GC Fuji Direct is a light-cured resin-modified restorative glass ionomer cement. The device consists of two pastes filled in a Paste Pak Cartridge. Paste A and B are dispensed with Paste Pak Dispenser II and hand mixed. Paste A and B can also be automixed by attaching the GC Fuji Direct Mixing Tip to the Paste Pak Dispenser II and applied directly to the prepared cavity. The bioactive material sets by acid-base reaction of fluoroalumino-silicate glass and Polyacrylic acid, and polymerization of methacrylate monomers.
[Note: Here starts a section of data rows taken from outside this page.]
PR #2198, opened 2023-11-18
STM32: Don't enable opamps in new(), wait until configured

adamgreig:
Previously we enabled the opamp as soon as `new()` is called, but for all supported use cases the user has to then call `buffer_int` or `buffer_ext` (which also set the relevant enable bit).

However, that means if someone is going to call `buffer_int`, the opamp is briefly enabled in external output mode, where its output drives a pin, until it's configured for internal mode. This glitch could potentially cause issues if that pin is being used for something else.

You can't do anything with the opamp object even if it's enabled, except manually use the PAC to configure it in ways we don't support - in which case you can also manually use the PAC to enable it.

### DIFF
--- a/embassy-stm32/src/opamp.rs
+++ b/embassy-stm32/src/opamp.rs
@@ -31,12 +31,9 @@ impl From<OpAmpSpeed> for crate::pac::opamp::vals::OpampCsrOpahsm {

Here's a breakdown of the acceptance criteria and study information based on the provided text, structured to include all your requested points:
Acceptance Criteria and Device Performance
1. Table of Acceptance Criteria and Reported Device Performance
Property | Acceptance Criteria (ISO 9917-2:2010) | Reported Device Performance (GC Fuji Direct) |
---|---|---|
Appearance | No visible sign of extraneous matter, Free of any gelation | Conforms to requirements |
Working time | The indenter shall make a complete circular indentation. | Conforms to requirements |
Setting time | The indenter shall fail to make a complete circular indentation. | Conforms to requirements |
Flexural strength | More than 25 MPa | Conforms to requirements |
Radiopacity | More than equivalent thickness of aluminum | Conforms to requirements |
Shade and color stability | Shade: Shall match with the manufacturer's nominated shade guide; Color stability: No significant change from the reference specimen | Conforms to requirements |
2. Sample size used for the test set and the data provenance (e.g. country of origin of the data, retrospective or prospective)
The document primarily describes bench testing against ISO standards and biocompatibility assessments. Therefore, there isn't a "test set" in the context of a clinical study with human or biological samples in the way this question typically implies for AI/diagnostic devices. The data provenance is related to laboratory testing, likely conducted by or for GC America Inc., a US-based company, referencing the specified international standards. No country of origin for the specific test data is given beyond the company's location. The testing appears to be prospective (as part of the 510(k) submission).
3. Number of experts used to establish the ground truth for the test set and the qualifications of those experts
N/A. This is a bench test and biocompatibility assessment against technical specifications rather than an evaluation requiring expert-established ground truth on a test set (e.g., medical image interpretation). The "ground truth" for these tests is the quantitative and qualitative requirements of the ISO standard.
4. Adjudication method (e.g. 2+1, 3+1, none) for the test set
N/A. This is a bench test against technical specifications, not a study requiring adjudication of expert interpretations.
5. If a multi-reader multi-case (MRMC) comparative effectiveness study was done, If so, what was the effect size of how much human readers improve with AI vs without AI assistance
N/A. This device is a dental cement, not an AI software/diagnostic device that would typically involve human readers or AI assistance.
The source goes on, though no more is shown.